Learning from the Laboratories of Democracy
As Congress begins to take on tax reform in earnest, past and ongoing experiments in the states provide data and experiences that could inform better decision making on a number of issues affecting foundations and nonprofits, including charitable giving and the impact of tax rates. Notably, the advocacy engagement of state associations of nonprofits and many front-line nonprofits are success stories demonstrating that tax reform is always an opportunity to advance missions while defending against harmful policy proposals.
For example, in 2011, the Hawai`i Legislature imposed a cap on all itemized deductions, including charitable donations. Policymakers later found that the estimated $12 million in revenue to the state came at an unacceptable cost of at least $60 million per year in lost donations that support works in the community. Hawai`i's Governor signed legislation removing the limit on charitable donations two years later, stating: "After having taken a close look at the impact this particular section of the law is having on charitable donations made to Hawaii's nonprofit organizations, we support carving out this portion of the law" to protect full deduction of charitable contributions. Based partly on this experience, several states in the last five years have rejected similar legislation that would have repealed or capped charitable giving incentive, including both Delaware and Oklahoma this year.
In 2012 and 2013, Kansas famously enacted a series of tax cuts hoping to generate unprecedented economic growth in the Sunflower State. The tax cuts reduced state revenue by billions ($849.0 million in FY 2016 alone), requiring legislators to make drastic cuts in spending for education, health, and human services.
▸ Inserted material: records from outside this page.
Issue #133, opened 2026-07-13
[Bug]: shipped ref.json does not match OLMoE-1B-7B-0125-Instruct — olmoe validator reports 5/12 out of the box (engine itself is token-exact vs a fresh oracle)


lEWFkRAD:
### Commit or version

97c756a06472b2f632453f35a541b2f0553bec00

### Environment

Windows 11 host / WSL2 Ubuntu, Intel Core Ultra 9 285K (24c, AVX2), 31 GB VM RAM, model on ext4 (NVMe), gcc 15.2.0. Oracle: transformers 5.13.1 + torch 2.13.0 (CPU, bf16).

### Reproduction steps

```sh
make -C c olmoe
# model: allenai/OLMoE-1B-7B-0125-Instruct (bf16 safetensors, 3 shards)
SNAP=/path/olmoe OMP_NUM_THREADS=16 ./c/olmoe 64 8 ref.json
```

### Expected behavior

`Matching tokens: 12/12` against the shipped `ref.json`, per the engine's token-exact acceptance criterion.

### Actual behavior and logs

```
Reference: 7785 15 187 187 510 5347 273 253 1986 2077 310 5041
C engine : 7785 15 187 187 510 3565 3448 273 6181 310 5112 15
Matching tokens: 5/12
```

**The engine is not at fault — the shipped `ref.json` appears to be generated from a different checkpoint.** I regenerated the oracle independently (transformers 5.13.1, bf16 CPU, greedy) on the exact checkpoint above:

- oracle greedy continuation: ` Paris.\n\nThe official language of France is French.` = tokens `[7785, 15, 187, 187, 510, 3565, 3448, 273, 6181, 310, 5112, 15]`
- **oracle vs C engine (int8, cap=64): 12/12 — token-exact.** Also 12/12 at cap=8 (disk-streamed, 18% cache hit), i.e. the streaming path is exact too.
- oracle vs shipped `ref.json`: 5/12.
- Teacher-forced argmax over the shipped `full_ids` on this checkpoint: 9/12, first divergence at position 10 (`' capital'` expected by ref vs `' official'` argmax) — this checkpoint's greedy path cannot produce the shipped continuation.

So the engine passes its own validation, but a fresh clone + the documented checkpoint reports 5/12 out of the box, which reads as an engine failure.

[...]

PR #142, opened 2026-07-13
serve: fix Windows mux-loop busy-spin — winsock select() cannot poll stdin (#139)

### LINKED ISSUE #139: [Bug]: SERVE mux loop busy-spins on native Windows — winsock select() can't poll stdin (runtime gap left after #131; serve path also untestable in-tree)
### Commit or version

6d3ed7e (current main/dev)

### Environment

Windows 11 Pro 26200, MSYS2 UCRT64, gcc 16.1.0, Intel Core Ultra 9 285K.

### Reproduction steps

Static + mechanism-level report; runtime repro is blocked by a secondary gap (below).

```sh
# builds clean since #131, but:
grep -n 'select(STDIN_FILENO' c/glm.c   # -> unguarded at glm.c:3147
```

### Expected behavior

`SERVE=1` mux loop accepts requests on stdin on native Windows, as on POSIX.

### Actual behavior and logs

#131 guarded the `sys/select.h` *include*, but the serve loop still calls POSIX-style `select(STDIN_FILENO+1, ...)` (glm.c:3147). On MinGW this resolves to **winsock** `select()`, which (a) requires `WSAStartup`, and (b) only accepts sockets — fd 0 is not a socket, so it returns `SOCKET_ERROR` (-1) on every iteration. `ready > 0` is never true, `mux_submit` is never called, and the `for(;;)` loop busy-spins forever: serve mode on Windows compiles and prints `READY` but can never receive a request.

**Secondary finding — serve mode is untestable with in-tree assets:** the tiny oracle (`glm_tiny`) has no `tokenizer.json`, and serve mode calls `tok_load` before entering the loop. So the smallest runtime repro of any serve-loop issue currently requires a full multi-hundred-GB model. A tiny tokenizer fixture (or a `TOK=none` byte-fallback for the self-test) would make the serve path smoke-testable in `make check`.

**Proposed fix** (validated at your merge bar on my machine when #137 was open — clean UCRT64 build, `test-c` 6/6, tiny oracle TF 32/32 + greedy 20/20): keep POSIX behavior unchanged; on `_WIN32`, fall back to a blocking `mux_submit` whenever no slot is decoding (sequential serve semantics):

```c
#ifndef _WIN32
        fd_set rfds; FD_ZERO(&rfds); FD_SET(STDIN_FILENO,&rfds);
        struct timeval tv={0,0}, *ptv=active?&tv:NULL;
        int ready=eof?0:select(STDIN_FILENO+1,&rfds,NULL,NULL,ptv);
        if(ready>0 && FD_ISSET(STDIN_FILENO,&rfds)) if(mux_submit(m,&T,ctx,req,nctx,maxctx,eos)<0) eof=1;
#else
        /* winsock select() cannot poll stdin (not a socket): block for input when idle */
        if(!eof && !active) if(mux_submit(m,&T,ctx,req,nctx,maxctx,eos)<0) eof=1;
#endif
```

A proper overlapped-I/O poll (`WaitForSingleObject` on `GetStdHandle(STD_INPUT_HANDLE)`) could restore concurrent submit-while-decoding later; the blocking fallback at least makes serve *functional* sequentially. PR against `dev` incoming.

lEWFkRAD:
## Summary

Fixes #139. On native Windows the SERVE mux loop's `select(STDIN_FILENO+1, ...)` resolves to **winsock** `select()` — which needs `WSAStartup` and only accepts sockets — so polling fd 0 returns `SOCKET_ERROR` every iteration, `mux_submit` is never reached, and serve mode busy-spins forever after printing `READY`. #131 fixed the *compile* (guarded include); this fixes the *runtime*.

Smallest change: keep the POSIX poll byte-identical; on `_WIN32`, block in `mux_submit` whenever no slot is decoding (sequential serve). A `WaitForSingleObject(GetStdHandle(STD_INPUT_HANDLE))` poll can restore submit-while-decoding on Windows later without touching this structure.

## Validation

- [x] `make -C c check` — C suites 6/6 on MSYS2 UCRT64 (gcc 16.1, Core Ultra 9 285K); tiny oracle **TF 32/32 + greedy 20/20** on the patched binary
- [ ] CUDA changes — n/a
- [x] No performance claims

Note: 3 warnings exist on this toolchain **before** this diff (compat.h:187 `#pragma comment` under gcc, glm.c:1219 `-Wformat-truncation`) — pre-existing on `dev`, untouched here, happy to fix separately if wanted. Full runtime serve round-trip on Windows is still blocked by the in-tree fixture gap from #139 (glm_tiny ships no tokenizer.json) — verified instead: build, unit suites, oracle, and that the POSIX branch is preprocessor-identical to current dev.

## Compatibility

### DIFF
--- a/c/glm.c
+++ b/c/glm.c
@@ -3142,10 +3142,20 @@ static void run_serve_mux(Model *m, const char *snap){
     int eof=0;
     for(;;){
         int active=0; for(int i=0;i<nctx;i++) active+=req[i].active;
+#ifndef _WIN32
         fd_set rfds; FD_ZERO(&rfds); FD_SET(STDIN_FILENO,&rfds);
         struct timeval tv={0,0}, *ptv=active?&tv:NULL;
         int ready=eof?0:select(STDIN_FILENO+1,&rfds,NULL,NULL,ptv);
         if(ready>0 && FD_ISSET(STDIN_FILENO,&rfds)) if(mux_submit(m,&T,ctx,req,nctx,maxctx,eos)<0) eof=1;
+#else
+        /* Native Windows: MinGW resolves select() to winsock, which needs WSAStartup and
+         * only accepts sockets — polling STDIN_FILENO returns SOCKET_ERROR every time, so
+         * the loop spins and no request is ever read (#139). Fall back to a BLOCKING
+         * submit whenever no slot is decoding: sequential serve, POSIX path untouched.
+         * (A WaitForSingleObject(GetStdHandle(STD_INPUT_HANDLE)) poll can restore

Citing the anemic economic growth, growing budget deficits, and steep spending reductions, this year the Kansas Legislature repealed the "Kansas tax reform experiment."
Other experiments in the states are less drastic and may provide data that can positively influence the federal debate. Arizona adopted a provision last year that extends to April 15 the deadline for making donations to qualified charitable organizations for the preceding tax year. A few years earlier, Colorado expanded its Conservation Easement Tax Credit and increased the giving opportunities for enterprise zones to apply to more eligible nonprofits. Similarly, Missouri restored and expanded giving incentives for food pantries, pregnancy resource centers, and the Children in Crisis program after having let them lapse in 2011.
In the words of U.S. Supreme Court Justice Louis Brandeis, the states have tried "novel social and economic experiments without risk to the rest of the country." Federal tax reform is the ideal time for nonprofit advocates to remind Congress of the record of those experiments in the states and encourage Members of Congress to adopt those that have worked and reject those that have failed.